In this example, we wanted the Options message to be dimmed, to indicate that pressing the Options remote key would not provide a list of options to the user at this time. We also wanted to show a specific title, SceneGraph Examples:

To do this, we set two special fields in the listpanel.xml component file init() function:

m.top.optionsAvailable = false
m.top.overhangTitle = "SceneGraph Examples"
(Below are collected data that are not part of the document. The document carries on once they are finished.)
PR #1050, opened 2020-12-31
Remove obsolete UrlHelper

fjorba:
Current behaviour of UrlHelper creates a innecessary redirect from /sources
to /catalog, probably for some old requirement no longer valid.  Remove
local UrlHelper and inherit generic Blacklight behaviour (by default,
/catalog) and the second part of those redirects in routes.rb.

### DIFF
--- a/app/helpers/url_helper.rb
+++ b/app/helpers/url_helper.rb
@@ -1,8 +1,0 @@
-module UrlHelper
-  include Blacklight::UrlHelperBehavior
-
-  def url_for_document(doc, options = {})
-    return "" if !doc
-    "/" + params[:controller] + "/" + doc.to_param
-  end
-end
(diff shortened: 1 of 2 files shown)


fjorba:
Tested both on a sources-based local Muscat instance and on a secondary-literature one.

xhero:
This is ok for me, but I need to do a bit of testing since we have some users that still have permalinks with the old /manuscripts/ url and may need them.

fjorba:
I understand; maybe you could just remove the url_helper.rb file but keep the manuscripts routes.rb. But then, a comment to say that is for backwards compatibility for older urls would help to understand why it is there.

I found this file when trying to change /catalog to /record for compatibility with our current systems.  Now I know how to do it (I have to modify just 3 lines!), and playing around I found that this file was creating confusion rather than clarifying things.

fjorba:
Closing because somehow it was included in ee91ba9d009ecaff35fe3bc8c998bf2539ab3ded, although it is not shown in this PR.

These optionsAvailable and overhangTitle fields target the Overhang node optionsAvailable and title fields when the ListPanel node is visible on the screen. Likewise, we change the appearance of the Overhang node when the GridPanel node is visible, by setting the same fields to different values in the gridpanel.xml component file:

m.top.optionsAvailable = false
...
m.top.overhangTitle = m.top.overhangtext

The overhangtext field is set in the GridPanel node <interface> element, along with the gridcontenturi field:

<interface >
  <field id = "overhangtext" type = "string" />
  <field id = "gridcontenturi" type = "uri" onChange = "readpostergrid" />
</interface>

As the OverhangPanelSetScene node sets these fields for each focused item in the ListPanel node list, the GridPanel node and the Overhang node are configured as soon as the user selects the list item and the new panel slides into view:

Note that the Overhang node title has changed to Renderable Node Markup, if a user selects the Renderable Nodes item from the ListPanel node list.